Two weddings, a funeral, and a naturalization ceremony. This pretty much sums up my time in law school, in many ways. I lost my dad suddenly at the end of my 1L Spring semester (during finals: really wouldn’t recommend). During my 2L and 3L years I had two weddings: one in the U.S. and one in the U.K., where I grew up and my family still live. (For the sake of clarity: these weddings were to the same person. I’m nothing if not consistent.) And after having lived in the U.S. since 2016, I became a citizen in February of last year.

Of course, my time in law school was marked by a great deal more. But, when I think back to my time at BC Law, these are the progress points—the proverbial highway markers as it were—that map out the last three years for me temporally. These events were the points at which “life” most intruded into law school. Law school is all-consuming in a way I do not think I fully comprehended before I began my 1L year. I had worked for five years before returning to school, including three and a half years in a high-pressure role in New York City. But nothing prepared me for the way that law school threatened to take over and take me away from my sense of self. The death of my father, marrying my wife, cementing my life over in the U.S.: these were the events and the life-is-what-happens-to-you-while-you’re-busy-making-other-plans moments that burst the illusion of the bubble of law school for me. 

They were also the moments where I felt the most supported and loved by my friends in school. When my dad died, numerous members of my 1L section sent me their outlines (many completely unprompted). Countless other BC students—including some I had barely spoken to—reached out to check in and offer whatever support they could. Dear friends from law school were guests and part of my groom’s party at both of my weddings. And the memory of signing my Certificate of Naturalization while surrounded by some of my closest friends from law school is something I will never forget. I think it is this kindness that I will ultimately most associate with my time in law school. 

If there is one message that I (with the creaking, wizened limbs and failing eyesight of an aging 3L and soon-to-be-graduate) wish to impart on other students, it is ultimately this…law school (and the legal profession more broadly) can socialize you into a particular way of thinking and being. At its best, the law can often be uniquely cold and unfeeling: with callousness frequently masquerading as objectiveness in the abstract world of legal policy debates. At its worst, it can be overtly violent. The high pressure and competitive environment can encourage you to hoard and gatekeep rather than share. It can also breed insularity and disconnection, rather than collaboration and partnership. Against this backdrop, to be a law student that is kind, loving, and affirming is its own unique form of radicalism and resistance. 

It also opens up an entirely new world of possibility and potential for you. The most magical moments of my time in law school have been those when I’ve been supported by other students in ways that enabled me to become the best possible version of myself: making it possible for me to transcend my own self-imposed limits to meet the potential that others saw in me even when I didn’t see it myself. These were moments such as late nights in the Civil Rights Clinic working on briefs in support of class certification where other students forced me to elevate my writing and research skills.
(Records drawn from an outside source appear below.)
PR #1246, opened 2017-01-10
[RDB] Use best possible settings for Super Mario 64

Fanatic-64:
Starting work on the RDB. First things first: Super Mario 64. This is like the most popular game for the console, and probably what most people will first play on the emulator, so it should run as good as possible. Explanation of these settings:

1. Set Counter Factor to 1. Makes the title screen with Mario's disembodied head far smoother (runs at a steady 30 DL/s NTSC/25 DL/s PAL), and should prevent any slowdowns. Also makes transitions between maps slightly quicker.
2. Disabled all Self-Modifying Code Methods. 99% certain this game doesn't need them. Should increase core speed, not that this game is resource-intensive but it doesn't hurt to optimize.

Tested these settings very thoroughly with the (U) ROM (collected all 120 stars, did about every action possible, even tried the hidden level select and debug displays), and fairly extensively with the (E), (J) and Shindou Edition ROMs.

I was tempted to disable Advanced Block Linking (also tested fairly extensively with it Off) to prevent microstuttering, but I think that's something that should be considered on a more global level.

### DIFF
--- a/Config/Project64.rdb
+++ b/Config/Project64.rdb
@@ -5541,24 +5541,44 @@ Plugin Note=[Glide64] splitscreen/picture in picture problem
 Good Name=Super Mario 64 (E) (M3)
 Internal Name=SUPER MARIO 64
 Status=Compatible
+Counter Factor=1
+SMM-Cache=0
+SMM-FUNC=0
+SMM-PI DMA=0
+SMM-TLB=0
 Culling=1
 
 [4EAA3D0E-74757C24-C:4A]
 Good Name=Super Mario 64 (J)
 Internal Name=SUPER MARIO 64
 Status=Compatible
+Counter Factor=1
+SMM-Cache=0
+SMM-FUNC=0
+SMM-PI DMA=0
+SMM-TLB=0
 Culling=1
 
 [635A2BFF-8B022326-C:45]
 Good Name=Super Mario 64 (U)
 Internal Name=SUPER MARIO 64
 Status=Compatible
+Counter Factor=1
+SMM-Cache=0
+SMM-FUNC=0
+SMM-PI DMA=0
+SMM-TLB=0
 Culling=1
 
 [D6FBA4A8-6326AA2C-C:4A]
 Good Name=Super Mario 64 - Shindou Edition (J)
 Internal Name=SUPERMARIO64
 Status=Compatible
+Counter Factor=1
+SMM-Cache=0
+SMM-FUNC=0
+SMM-PI DMA=0
+SMM-TLB=0
 Culling=1
 
 [66572080-28E348E1-C:4A]


project64:
From what I remember mario needed cache self mod on. You need to be running with sync core running to help with testing it.

AmbientMalice:
I'd be really cautious about tampering with counter factor, too. The main game doesn't have any obvious speed issues, and counter factor can have all sorts of unexpected side effects. Also, raising the counter factor actually raises the system requirements, so if you're concerned about performance, it's rather counterproductive to be disabling possibly important self mod methods while raising the counter factor.

cxd4:
I don't remember mario needing cache or any self-modifying methods, except if I turned off Use TLB.  But that sounds like I'm mis-remembering, haha.  Since Corn played it fine all the way through on its static recompiler I doubt any self-mod is needed to play the game till the end if Fanatic says it isn't.

LegendOfDragoon:
If it works in Corn then I guess cache isn't needed. I never really found out what Cache did anyway and it was hard to tell a difference in performance with  it on vs off, so I always enabled it.

>I was tempted to disable Advanced Block Linking (also tested fairly extensively with it Off) to prevent microstuttering, but I think that's something that should be considered on a more global level.

I think it's usually better to leave it on.

cxd4:
It's supposed to be faster with it On, but for some reason I always turned it off for most games I played.  I don't remember why.  If it's faster with it on but audio micro-stutters then maybe the results from the optimization are just wrong.

Fanatic-64:
I've tested all versions of the game pretty thoroughly on the latest debug build (compiled with VS2008) using Sync Cores (side note: does anyone else have trouble getting ROMs to load with that setting? I have to set Recompiler, load the ROM, then set Sync Cores and hard reset), and found no issues with the proposed settings. Also tested most of the game with Advanced Block Linking off and didn't find any issues either.

@AmbientMalice I've tested the game very thoroughly with Counter Factor=1 (in fact, I've using that setting with Super Mario 64 (U) for _years_) and can pretty much guarantee that it doesn't cause any negative side effects (timers run fine, enemies behave fine, everything works). While it technically increases CPU resource usage, Super Mario 64 is a lightweight game anyway (I've played it at full speed with that setting on a shitty AMD laptop from 2007), and the setting does give a tangible improvement. The SMCMs were disabled because they offer no benefit and are a free performance improvement that should at least partially offset the performance penalty of CF=1 (to allow for faster uncapped speed, or for those with really old clunkers).

@cxd4 Older versions of Project64 (at least up to 1.6) have an issue in some games (including SM64) where if Advanced Block Linking is turned off, the Self-Modifying Code Method must be set at least to Cache (it is mentioned in the old PJ64 user manual). The current version of PJ64 doesn't appear to have this issue from what I've tested. Regarding the effects of Advanced Block Linking, the stuttering is more like momentary pausing of the game (audio and video), the old user manual again explains the effects of that setting:
> Advanced Block Linking is one of Project64's speed optimisation techniques, [...] this control is a performance option for the recompiler, where setting On gives more speed (higher maximum and overall average speed) and setting Off gives better "smoothness" (higher consistency of speed, less variation from one part of a game to another, fewer jerks and slowdowns, but a lower overall speed). [...] During the early stages of Project64 development performance was a major concern, but we expect Project64 to perform better on future PCs without ABL.
So, using Advanced Block Linking is faster but does have a trade-off. The ABL code has since been rewritten, probably reducing some of these effects, but they still exist.

cxd4:
It doesn't have any greater trade-off than using the interpreter instead of the dynarec.  The dynarec's primary speed optimization is register caching.  I usually turned ABL off when I didn't need it for full speed.

If I needed *maximum* speed (like when getting Virtual Chess 64, set to maximum difficulty level) to hurry up and play a move on the chess board, using a dynarec with ABL=On was far from the only thing I did to make emulation faster.  CF=4 or =5, use Rice's Daedalus 5.2.0, frame skip, ... plenty of things that could be done if you just want the "smoothness" of over-optimizing something that's already full-speed anyway.

>Older versions of Project64 (at least up to 1.6) have an issue in some games (including SM64) where if Advanced Block Linking is turned off, the Self-Modifying Code Method must be set at least to Cache (it is mentioned in the old PJ64 user manual).

Could be.  I never would have noticed it since all the games except Mario64 require a minimum of "Cache" for the self-modifying code method anyway; the only lower setting is None at all, which would be just a few demos and maybe Mario64 and that's it.

PR #1248, opened 2017-01-19
Upgrade zlib to version 1.2.11

JunielKatarn:


project64:
seems fine, does this fix the save state issue on XP when using the latter VS versions?

I will merge this after I do the next release just cause there not been enough testing/time with the new code.

PR #1253, opened 2017-01-24
Update French.pj.Lang

BenjaminSiskoo:
small fix : La version\ Android u2122 --> La version \u2122 Android


baptiste0602:
@BenjaminSiskoo Still not good, u2122 is Unicode for Copyright caracter, so it should be after "Android" not before

BenjaminSiskoo:
@baptiste0602 Ok changed. Hope it's right now :) Thanks

PR #1260, opened 2017-01-25
Change Z_BUFSIZE to fix zlib behavior on Windows XP.

JunielKatarn:
Project64 failed to save states on Windows XP when built with Visual Studio 2010 or later.
This is likely a compiler issue related to memory layout.

To work around it, changed the value of `Z_BUFSIZE` in ZLib's makefile (zlib.vcxproj) to a lower one (from `64KB` to about `45KB`).


JunielKatarn:
@oddMLan, @Frank-74, @project64 This fixes XP savestate issues. If all XP issues are gone, it should be safe to drop support for VS2008.

PR #1262, opened 2017-01-26
Update German.pj.Lang

daarky:
language file has not been loaded


cxd4:
I'm not understanding what this is....

PR #1264, opened 2017-01-27
Fix crash in 1080 Snowboarding

Frank-74:
Game crashes with ABL on when pressing A+B together in Trick Attack or Contest modes.


project64:
not really fix .. just hide :P

PR #1267, opened 2017-01-29
Fix GoodName missing from Project64.cfg

### LINKED ISSUE #1263: Good Names missing from .cfg.
In 2.3.2-200, .cfg has Good Names.  But Good Names are disappearing in .cfg with 2.3.2-202, if I Edit game settings.  Good Name is no longer written at all to .cfg.

Guessing it's caused by https://github.com/project64/project64/commit/bf0ba50dc494f21b91a353c3ab9a926a5699d0d8.

Frank-74:
Fix #1263.

### DIFF
--- a/Source/Project64-core/Settings/SettingsClass.cpp
+++ b/Source/Project64-core/Settings/SettingsClass.cpp
@@ -171,7 +171,7 @@ void CSettings::AddHowToHandleSetting(const char * BaseDirectory)
     AddHandler(Game_File, new CSettingTypeTempString(""));
     AddHandler(Game_UniqueSaveDir, new CSettingTypeTempString(""));
     AddHandler(Game_GameName, new CSettingTypeTempString(""));
-    AddHandler(Game_GoodName, new CSettingTypeGame("Good Name", Rdb_GoodName));
+    AddHandler(Game_GoodName, new CSettingTypeGame("Good Name", Game_GameName));
     AddHandler(Game_TempLoaded, new CSettingTypeTempBool(false));
     AddHandler(Game_SystemType, new CSettingTypeTempNumber(SYSTEM_NTSC));
     AddHandler(Game_EditPlugin_Gfx, new CSettingTypeGame("Plugin-Gfx", Default_None));


project64:
I need to work out a proper solution, maybe this is correct, but it looks wrong ..

the setting config is saying read it out of the cfg, file if not found then read out of rdb
this change says read out of cfg, if not found read out of cfg ..

Frank-74:
> this change says read out of cfg, if not found read out of cfg ..

I thought it was, read out of cfg, if not found, read out of tempstring.
It's what the Rdb_GoodName does.

project64:
Goodname is reading from cfg, if not existing read from rdb .. 

maybe a better solution is to just read from rdb, so rename Rdb_GoodName to Game_GoodName
and the current Game_GoodName to Cfg_GoodName.

It does mean you can not override it in the cfg file, but I do not think any one would be doing that anyway. It is just more useful there for manual editing. 

That way saving to the Cfg_GoodName will have an empty default and it will not match the default and get deleted. So it will fix it automatically by doing this.

Frank-74:
I tried renaming, but it caused Config, window title and savestates to have blank Good Name.  Maybe I did something wrong, or missed something, there are over 20 renames to be done.  Renaming Game_GoodName to Cfg_GoodName and Rdb_GoodName to Game_GoodName.

The tempstring Game_GameName, is just "", until a ROM is loaded or edited.  Using Game_GameName as default, was the only way I managed to get it to work without breaking anything else.

I also tried if (m_DefaultSetting != Rdb_GoodName) condition on the delete setting, it still deletes it.  Tried using Game_GoodName for condition as well.

project64:
Should be like:
* Rename Game_GoodName to Cfg_GoodName
* Change all usages of Game_GoodName to Rdb_GoodName except for the case where writing to cfg file
* Set handler for Cfg_GoodName to be like AddHandler(Cfg_GoodName, new CSettingTypeGame("Good Name", ""));

Frank-74:
Ok, I've got it working.  Just need to do a new PR.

It was my neuro-divergent, stuttering self arguing a Supreme Court case in front of a panel of nine SCOTUS “Justices” in Professor Greenfield’s Supreme Court Experience class. It was being elected Law Review Editor in Chief as a first-generation, person of color law student having not even known what law review was before starting school. This kind of self-development and growth cannot occur when you are an island. Rather, it requires vulnerability, a willingness to lean on others, and—most importantly—a commitment to kindness and supporting your fellow law students.

Life (and law school) is about choices. You get to decide what kind of person and what kind of lawyer you want to be. Charles Hamilton Hughes, the first general counsel of the NAACP, described the job of a lawyer as that of a “technician probing in the courts, which are the products of the existing system, how far the existing system will permit the exercise of freedom before it clamps down.” I like this quotation because, for me, it is an exhortation to constantly try to push the limits of what is possible even when you are operating within a system that is diametrically opposed to your goals. This exhortation applies to law students just as much as it does to lawyers. To my fellow students: think expansively about your position and role as a law student and the way you can support and lift up others. Use the opportunities and experiences given to you as opportunities to democratize the law, increase access to justice, and create pathways for others to follow in your footsteps. Think about how you can be a positive force for others, show compassion, and be a good friend. Above all, be kind. 

Other law students truly helped me to become the best possible version of myself. And if you let them, they can do the same for you. Aging 3L and soon-to-be-graduate signing off…


Jonathan Bertulis-Fernandes is a third-year student at BC Law. Contact him at bertulij@bc.edu.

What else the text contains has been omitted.